Centuries ago Thomas Aquinas remarked that there can be no joy in life if there is no joy in one's work. Drawing upon the seminal insights of Rene Girard, Clever as Serpents confronts this timeless issue of finding peace in one's work and offers practical guidance on how people, acting together, can cultivate virtuous business. Clever as Serpents provides ethical insight in business life, the job market, and office politics, revealing that business culture, while often corrupt, can be transformed through the practice of asceticism. It suggests that instead of renouncing worldly comforts and retreating to a monastery, business asceticism embraces and masters the discomforts of business life through disciplined and unique approach to the rigors of the competitive marketplace. Clever as Serpents is divided into two parts - theory and strategy. Chapters one through five deal with a unique approach to management theory and the behavior of financial markets. It first examines the myths that hide the reality of the marketplace. Chapter two examines the myth of freedom; chapter three, the myth of competition. With these myths exposed, chapters four and five examine the secret of the marketplace through the theories of borrowed desire" and the management complex. Chapters six through ten deal with practical techniques for dealing with the jungle of office politics. Chapter six relates the theory of "borrowed desire" to the dynamics of office gossip. Chapters seven through nine offer practical tips on surviving office politics, becoming successful, and redeeming the marketplace through ethical action. For the many people who experience the workplace as frustrating or unfair, struggle with office politics - as well as the question of whether their workday lives have any religious significance or spiritual depth - this work provides concrete suggestions for practicing an ethics of survival, of success, and of service. Jim Grote works in stewardship and development for a Roman Catholic archdiocese. He has taught business ethics and philosophy at several colleges and universities. Co-author ofTheology and Technology, he has written articles for the Catholic Worker, Church, Cistercian Studies Quarterly, Cross Currents, and Spirituality Today. John McGeeney, an attorney for a financial services company, has worked in securities law for a Fortune 500company, and for a large social service organization in New York City. "

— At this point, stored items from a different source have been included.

PR #11371, opened 2022-01-24
feat(db execute): db execute CLI command

Jolg42:
Related: https://github.com/prisma/migrations-team/issues/313

Notes:
Design doc on notion: https://www.notion.so/prismaio/Design-doc-first-batch-of-migrate-primitives-48be767a7adf4c23b3116d1347f218c8


packages/migrate/src/__tests__/DbExecute.test.ts
```diff
@@ -0,0 +1,702 @@
...
+      }
+    })
+  })
+
+  describe('postgresql', () => {
+    const connectionString = (
+      process.env.TEST_POSTGRES_URI_MIGRATE || 'postgres://prisma:prisma@localhost:5432/tests-migrate'
+    ).replace('tests-migrate', 'tests-migrate-db-execute')
+    // TODO remove when engine doesn't validate datasource anymore by default from schema
+    process.env.TEST_POSTGRES_URI_MIGRATE = connectionString
```
Jolg42, line 223: Related to https://github.com/prisma/prisma-engines/pull/2617

> Only remark is to remove the check for the connectivity on the schema url. But that can be a follow up PR.
> 
> We can't do that without CLI work (the CLI relies on the connectivity check), but that's part of a refactoring scheduled for this cycle (I want to make it happen within prisma/migrations-team#309).

packages/migrate/src/__tests__/DbExecute.test.ts
```diff
@@ -0,0 +1,702 @@
...
+
+    // TODO, it's passing?
+    //  it('should fail with P1001 error with unreachable url with --file --url', async () => {
+    it('should pass with --file --url=file:doesnotexists.db', async () => {
+      ctx.fixture('introspection/sqlite')
+
+      fs.writeFileSync('script.sql', sqlScript)
+      const result = DbExecute.new().parse(['--preview-feature', '--url=file:doesnotexists.db', '--file=./script.sql'])
+      await expect(result).resolves.toMatchInlineSnapshot(`Script executed successfully.`)
+    })
```
Jolg42, line 180: Apparently a non-existing SQLite database file doesn't error, I guess it's auto-created. @tomhoule do you see a problem with that?
Maybe it's ok, I think it’s our default SQLite behavior.

packages/migrate/src/__tests__/DbExecute.test.ts
```diff
@@ -0,0 +1,702 @@
...
+      } catch (e) {
+        // TODO: Code not defined?
+        expect(e.code).toEqual(undefined)
+        expect(e.message).toMatchInlineSnapshot(`
+          Error creating a database connection.
+
+
+        `)
+      }
+    })
```
Jolg42, line 668: SQL Server
Here it's interesting to see that there is no error code, I was expecting `P1001` like in PostgreSQL or MySQL
@tomhoule any idea?

packages/migrate/src/types.ts
```diff
@@ -90,6 +90,24 @@ export namespace EngineArgs {
...
+    url: string
+  }
+  export type DbExecuteDatasourceType = DbExecuteDatasourceTypeSchema | DbExecuteDatasourceTypeUrl
+
+  export interface DbExecuteInput {
+    // The location of the live database to connect to.
+    datasourceType: DbExecuteDatasourceType
+    // The input script.
+    script: string
+  }
```
tomhoule, line 110: :+1:

packages/migrate/src/commands/DbExecute.ts
```diff
@@ -0,0 +1,171 @@
...
+        )
+      }
+    }
+
+    let datasourceType: EngineArgs.DbExecuteDatasourceType
+
+    const schemaPath = await getSchemaPath(args['--schema'])
+    if (!schemaPath) {
+      throw new NoSchemaFoundError()
+    }
```
tomhoule, line 133: (relative to previous comment) this error could also be handled in the engine if that's more convenient. As it is we're reading the script file twice. I'm also wondering if the ENOENT expected error message matches the `NoschemaFoundError` here.

packages/migrate/src/commands/DbExecute.ts
```diff
@@ -0,0 +1,171 @@
...
+        tag: 'url',
+        url: args['--url'],
+      }
+    } else {
+      // Execute command(s) to url from schema
+      datasourceType = {
+        tag: 'schema',
+        schema: schemaPath,
+      }
+    }
```
tomhoule, line 147: I'm not sure I understand the control flow here, but doesn't this `else` means we're defaulting to the URL from the prisma schema in the default location? I don't remember if it's written down in the notion doc, but we had consensus that this was too dangerous — `--url` or `--schema` should always be specified.

packages/migrate/src/commands/DbExecute.ts
```diff
@@ -0,0 +1,171 @@
...
+    try {
+      await migrate.engine.dbExecute({
+        script,
+        datasourceType,
+      })
+    } finally {
+      migrate.stop()
+    }
+
+    return `Script executed successfully.`
```
tomhoule, line 162: I don't see where the value is used — it doesn't look like it's printed.

tomhoule (commented):
Looks good to me :+1: The only important question is the one about the behaviour without `--schema` and without `--url`.

packages/migrate/src/commands/DbExecute.ts
```diff
@@ -0,0 +1,171 @@
...
+    // Read stdin
+    if (args['--stdin']) {
+      script = await getStdin()
+      // If input is empty, stop here
+      if (!script) {
+        throw new Error(
+          `--stdin was passed but the input was empty. See \`${chalk.green(
+            getCommandWithExecutor('prisma db execute -h'),
+          )}\``,
+        )
```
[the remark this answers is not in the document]
Jolg42: I'll remove

packages/migrate/src/__tests__/DbExecute.test.ts
```diff
@@ -0,0 +1,701 @@
...
+      ctx.fixture('empty')
+      expect.assertions(2)
+
+      fs.writeFileSync('script.js', '-- empty')
+      try {
+        await DbExecute.new().parse(['--preview-feature', '--file=./script.sql', '--schema=./doesnoexists.schema'])
+      } catch (e) {
+        expect(e.code).toEqual('ENOENT')
+        expect(e.message).toContain('ENOENT')
+      }
```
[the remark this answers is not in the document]
Jolg42: Indeed, I can remove the reading on CLI side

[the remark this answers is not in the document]
Jolg42: @tomhoule 
But how do I pass the script file path to the engine? Right now the only option is to read the script CLI side.
```
  export interface DbExecuteInput {
    // The location of the live database to connect to.
    datasourceType: DbExecuteDatasourceType
    // The input script.
    script: string
  }
```

packages/migrate/src/commands/DbExecute.ts
Jolg42: Indeed needs a change here, it's copy pasted and I wanted to change but looks like I forgot 😅

packages/migrate/src/commands/DbExecute.ts
Jolg42: There are a few conditions before that ensure the params are all passed, see https://github.com/prisma/prisma/pull/11371/files/3265e18552dbc9c588c62cb816a3a6a6a84567a3#diff-cdc4535306baf77165c5d00cadbdab8c9077c5888b3cdd72af6f4b6b8c119b5eR84-R108

packages/migrate/src/commands/DbExecute.ts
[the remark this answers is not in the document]
do4gr: That's an interesting question. Since we only report back that the command ran successfully users might not be aware if they messed up the stdin passing if we don't fail here. 
On the other hand there is nothing wrong with empty input and other shell commands wouldn't fail in that situation either I think.

packages/migrate/src/commands/DbExecute.ts
do4gr: I think if none or both are present there is an error earlier.

packages/migrate/src/commands/DbExecute.ts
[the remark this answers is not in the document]
tomhoule: I also expect most databases will return an error on empty input

packages/migrate/src/__tests__/DbExecute.test.ts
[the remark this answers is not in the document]
tomhoule: Indeed, I still had a previous API in mind where it was a file path or stdin, but now the engine takes the whole script as a string, so all good. Sorry!

packages/migrate/src/commands/DbExecute.ts
Jolg42: It's printed from here https://github.com/prisma/prisma/blob/integration/cli-db-execute/packages/cli/src/bin.ts#L177:L177

packages/migrate/src/__tests__/DbExecute.test.ts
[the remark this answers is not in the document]
Jolg42: No problem :)

packages/migrate/src/__tests__/DbExecute.test.ts
Jolg42: https://github.com/prisma/prisma/issues/11407

packages/migrate/src/commands/DbExecute.ts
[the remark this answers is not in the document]
Jolg42: Actually it only fails on MySQL, see newest commit with tests named `... with empty --file --schema`
https://github.com/prisma/prisma/pull/11371/commits/aec52d434da92c14d9b80f0e1ecaf79d3f7c4d33

packages/migrate/src/commands/DbExecute.ts
Jolg42: Done in https://github.com/prisma/prisma/pull/11371/commits/abb689dfd368428d33f06f3d8c75fc71b6d9e20b

packages/migrate/src/utils/setupMSSQL.ts
```diff
@@ -25,40 +25,57 @@ function getMSSQLConfig(url: string): mssql.config {
...
-      CREATE DATABASE [tests-migrate-shadowdb]
-      CREATE DATABASE [tests-migrate]
+    if (databaseName === 'tests-migrate') {
+      await connection.query(`
+CREATE DATABASE [tests-migrate-shadowdb]
+CREATE DATABASE [tests-migrate]
+    `)
+    } else {
+      await connection.query(`
+CREATE DATABASE [${databaseName}]
```
millsp, line 43: What is this new case used for?

millsp (approved):
Looks great. Well done!

packages/migrate/src/utils/setupMSSQL.ts
Jolg42: I wanted to create a separate database to avoid concurrency issues during tests here

packages/migrate/src/commands/DbExecute.ts
```diff
@@ -36,21 +40,27 @@ ${chalk.bold('Usage')}
...
-    --file   Path to a file. The content will be sent as the script to be executed.
+
+${chalk.italic('Script input, only 1 must be provided:')}
+   --stdin   Use the terminal standard input as the script to be executed
+    --file   Path to a file. The content will be sent as the script to be executed
 
 ${chalk.bold('Examples')}
  
-  Execute the content of a SQL script file to the database URL from schema.
+  Execute the content of a SQL script file to the datasource URL taken from the schema
```
do4gr, line 54: Maybe execute on  or against instead of to?

packages/migrate/src/commands/DbExecute.ts
```diff
@@ -36,21 +40,27 @@ ${chalk.bold('Usage')}
...
   ${chalk.dim('$')} prisma db execute --preview-feature --file ./script.sql --schema schema.prisma
 
-  Execute the SQL script from stdin to the database url.
+  Execute the SQL script from stdin to the datasource URL specified via the \`DATABASE_URL\` environment variable
```
do4gr, line 57: Same here.

packages/migrate/src/commands/DbExecute.ts
Jolg42:
```suggestion
  Execute the content of a SQL script file on the datasource URL taken from the schema
```

packages/migrate/src/commands/DbExecute.ts
Jolg42:
```suggestion
  Execute the SQL script from stdin on the datasource URL specified via the \`DATABASE_URL\` environment variable
```

packages/migrate/src/commands/DbCommand.ts
```diff
@@ -14,16 +14,20 @@ ${chalk.bold('Usage')}
 
   ${chalk.dim('$')} prisma db [command] [options]
 
+${chalk.bold('Flag')}
+
+--preview-feature   Run Preview Prisma commands
+
```
janpio, line 20: Maybe only after commands, but before Examples? Feels less important than Commands.

packages/migrate/src/commands/DbExecute.ts
janpio: Hm, is this hardcoded to `DATABASE_URL` or is it whatever is defined in `schema.prisma`? Could be harded in there, or be called `FOO_BOOP` instead.

packages/migrate/src/commands/DbCommand.ts
Jolg42: I'll do that in the diff PR

Jolg42: https://github.com/prisma/prisma/pull/11440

Paradoxes of Political Ethics

Paradoxes of Political Ethics
Title Paradoxes of Political Ethics PDF eBook
Author John M. Parrish
Publisher
Pages 304
Release 2009-11-12
Genre Philosophy
ISBN

Download Paradoxes of Political Ethics Book in PDF, Epub and Kindle

How do the hard facts of political responsibility shape and constrain the demands of ethical life? That question lies at the heart of the problem of 'dirty hands' in public life. Those who exercise political power often feel they must act in ways that would otherwise be considered immoral: indeed, paradoxically, they sometimes feel that it would be immoral of them not to perform or condone such acts as killing or lying. John Parrish offers a wide-ranging account of how this important philosophical problem emerged and developed, tracing it - and its proposed solutions - from ancient Greece through the Enlightenment. His central argument is that many of our most familiar concepts and institutions - from Augustine's interiorised ethics, to Hobbes's sovereign state, to Adam Smith's 'invisible hand', understanding of the modern commercial economy - were designed partly as responses to the ethical problem of dirty hands in public life.